According to the Iranian Constitution, the IRGC is responsible to the Supreme Leader, not the president. The IRGC was established in 1979 by Ayatollah Khomeini to protect the Islamic character of the new political order and protect the Office of the Supreme Leader. The IRGC is not a monolithic entity and reflects the diversity of Iranian political life; there are hardliners, moderates, and reformists in their midst. President Rouhani, like previous presidents, has his own supporters within the IRGC. But the IRGC is ultimately subservient to Ayatollah Khamenei and will support whatever decision he makes.

As an ultimate insider, President Rouhani understands that domestic reforms in the Islamic Republic can proceed at a snail’s pace and only after the approval by Ayatollah Khamenei. So far, Rouhani has maintained excellent relations with the Supreme Leader. Rouhani has devoted much of his energy to resolving the nuclear impasse with the West, improving Iran’s economic conditions, and moderating Iranian foreign policy.  Domestic reforms have not been high on his agenda. He seems to believe that should he succeed in finalizing a nuclear agreement, he  would be in a more favorable position to initiate the needed reforms.  Rouhani’s reformist supporters are increasingly skeptical of this calculation.

In your recent piece in the Foreign Affairs, you write about the convergence of U.S.-Iranian interests in Iraq against the Islamic State. Do you think the sensitive issue of Kurdish independence in Iraq and the growing support the independence has in the U.S. could work against an effective U.S.-Iranian cooperation in Iraq?

It would be prudent for the U.S. and Iran to directly or indirectly cooperate with each other against the ISIS.  Iran is the most consequential regional power in Syria and Iraq and it has considerable experience fighting Sunni Jihadists and has provided multifaceted support to the Iraqi and Syrian governments.
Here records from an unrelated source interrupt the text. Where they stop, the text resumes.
PR #993, opened 2015-05-27
Allow alerts to run on different schedules.

### LINKED ISSUE #976: Allow alerts to run at different frequencies
This proposal is to add a `runEvery` option to alerts, and a global default `runEvery` parameter.

If an alert specified `runEvery = 3`, it will only be evaluated every `3 * checkFrequency`. By default the global value will be `1` unless otherwise specified.

## Possible gotchas: ##

* Unknown checks will need to be aware of the modified checkFrequency for each alert.
* Dependencies will need to be evaluated based on the last known state, not necessarily from the same run.

captncraig:
Adds a few config options:

1. Alert level `runEvery` which determines how many intervals between checks on this alert.
2. Global `defaultRunEvery` to determine the default modulo.

With a `defaultRunEvery` of 5 and a `confFrequency = 1m`, each alert will run every 5m unless explicitely set to `runEvery = 1` to run every minute.

Fixes #976

### DIFF
--- a/cmd/bosun/conf/conf.go
+++ b/cmd/bosun/conf/conf.go
@@ -29,6 +29,7 @@ type Conf struct {
 	Vars
 	Name             string        // Config file name
 	CheckFrequency   time.Duration // Time between alert checks: 5m
+	DefaultRunEvery  int           // Default number of check intervals to run each alert: 1
 	HTTPListen       string        // Web server listen address: :80
 	Hostname         string
 	RelayListen      string // OpenTSDB relay listen address: :4242
@@ -246,6 +247,7 @@ type Alert struct {
 	IgnoreUnknown    bool
 	UnjoinedOK       bool `json:",omitempty"`
 	Log              bool
+	RunEvery         int
 	returnType       eparse.FuncType
 
 	template string
@@ -345,6 +347,7 @@ func New(name, text string) (c *Conf, err error) {
 	c = &Conf{
 		Name:             name,
 		CheckFrequency:   time.Minute * 5,
+		DefaultRunEvery:  1,
 		HTTPListen:       ":8070",
 		StateFile:        "bosun.state",
 		PingDuration:     time.Hour * 24,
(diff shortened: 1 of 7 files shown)


cmd/bosun/conf/conf.go
```diff
@@ -470,6 +473,15 @@ func (c *Conf) loadGlobal(p *parse.PairNode) {
 			c.errorf("responseLimit must be > 0")
 		}
 		c.ResponseLimit = i
+	case "defaultRunEvery":
+		i, err := strconv.ParseInt(v, 10, 32)
```
mjibson: `strconv.Atoi` returns an int if that'd be easier, even though it's different. Whatever.

cmd/bosun/conf/conf.go
```diff
@@ -1326,3 +1344,11 @@ func (c *Conf) MakeLink(path string, v *url.Values) string {
 	}
 	return u.String()
 }
+
+func (c *Conf) RunModulo(alert *Alert) uint64 {
+	modulo := alert.RunEvery
+	if modulo == 0 {
```
mjibson: How about just run this at the end of `loadAlert` so that it only needs to be computed once?

mjibson: Does it make sense to do this calculation at the end of `loadAlert` once?

cmd/bosun/sched/check.go
```diff
@@ -322,22 +324,38 @@ func (s *Schedule) CollectStates() {
...
 			continue
 		}
+		anyFound = true
 		if ev.Status == StUnknown {
 			unknown = append(unknown, ak)
 		} else if ev.Unevaluated {
 			uneval = append(uneval, ak)
 		}
 	}
+	if !anyFound {
```
mjibson: I don't understand this logic. It first checks to see if there were any events in the run history for the given alertkey. If there were not, then it checks the global state. Why is it like this? Hangout is perhaps best to explain.

mjibson:
Why is it harder to start N go routines, with all alerts of the same frequency in the same go routine?

cmd/bosun/sched/check.go
captncraig: That is correct. This allows dependencies to work even if the dependent-upon alert has not been run this interval. If the required alert was not run this interval, we simply look at the current state from the last run. We can discuss tomorrow.

mjibson:
TODO: move the channel locking into web.go

mjibson:
LGTM if this is how we want to do it. But, I do not like the intervals being exposed to users: I think users should be able to specify times instead. If we want to implement it with intervals on the backend, we can compute them.

However I think using goroutines grouped by time makes the most sense. We could also then do things like make the check intervals run at predictable times: a "5m" interval would always run at 12:00, 12:05, etc.

Thoughts @kylebrandt? If you like how this PR works then merge away, though.

PR #994, opened 2015-05-27
metadata: Make time a pointer

mjibson:
This is needed so that go programs using the Metasend type can send a nil
time.


captncraig:
LGTM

In his recent trip to New York, President Rouhani reminded his audience that had it not been for the Iranian support, Baghdad would have fallen to ISIS forces.
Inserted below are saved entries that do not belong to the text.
PR #1000, opened 2015-05-28
Documentation fetches latest release dynamically

captncraig:
The download pages will now get the latest release info from github via ajax request. 

If the ajax fails, the download links will simply take the user to the github latest release page, so they can still access it.

### DIFF
--- a/docs/_config.yml
+++ b/docs/_config.yml
@@ -1,3 +1,0 @@
-version:
-  hash: "9adbcee922cb30c89d7158ba033e05862d47c79e"
-  id: 20150515173231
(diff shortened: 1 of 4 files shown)


mjibson:
GitHub Pages says they provide this data right in the jekyll metadata now, so probably no need for an AJAX request:

https://github.com/blog/1996-releases-metadata-for-github-pages

captncraig:
That would probably work if we were hosting from the `gh-pages` branch of the main bosun repo. But we are currently hosting from the seperate repo.

mjibson:
Well let's move to gh-pages then?

mjibson:
Here's a link to a page that uses the github releases data: https://github.com/mjibson/mog/blob/gh-pages/index.html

For the past two years, Tehran has warned Washington about the growing danger of extremism in Syria. However, Washington ignored these warnings. Part of the problem was that some of America’s regional allies were so obsessed with overthrowing Assad that they were prepared to support any militant group willing to fight Assad. Now the chicken has come home to roost as one of those groups, ISIS, is posing a serious security threat to the entire region and the West.
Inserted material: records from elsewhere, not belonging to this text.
PR #1003, opened 2015-05-28
cmd/bosun: png/svg graph style changes

kylebrandt:
Before:

warning__os_cpu__on_skippygohungles_-_kyle_stackoverflow_com_-_stack_exchange_mail

After:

President Obama’s determination not to put American boots on the ground “to degrade and destroy ISIS” means that Washington must rely on its regional allies to fight ISIS. One such reliable ally is the Kurdistan Regional Government (KRG) and its Peshmarga forces. When ISIS took over Mosul in Iraq and threatened the KRG, Iran was the first country to provide weapons and logistical support to the Kurds. That critical support, as well as Iran’s close ties to the KRG, does not mean Iran would remain silent should the Kurds seek independence in Iraq.

As ISIS was advancing inside Iraq, President Barzani of the KRG flirted with the idea of holding a referendum to determine if the Kurds wished to become independent.  Interestingly, Jalal Talebani, former Iraqi President and a seasoned Kurdish leader, did not support this idea at a time when the terrorists were threatening the territorial integrity of Iraq. Iran quietly informed President Barzani of the dire consequences of holding a referendum. Barzani wisely decided not to hold the proposed referendum.

Both the United States and Iran oppose an independent Kurdish state in Iraq, although the Iranian opposition seems to be more vehement than Washington’s. An independent Kurdistan in Iraq would give incentives to Iran’s own ethnic minorities to seek independence, which could jeopardize Iran’s territorial integrity. Tehran is likely to support a strong federal system in Iraq in which the Kurds would enjoy substantial political independence, but Tehran would remain in firm opposition to any partitioning of Iraq.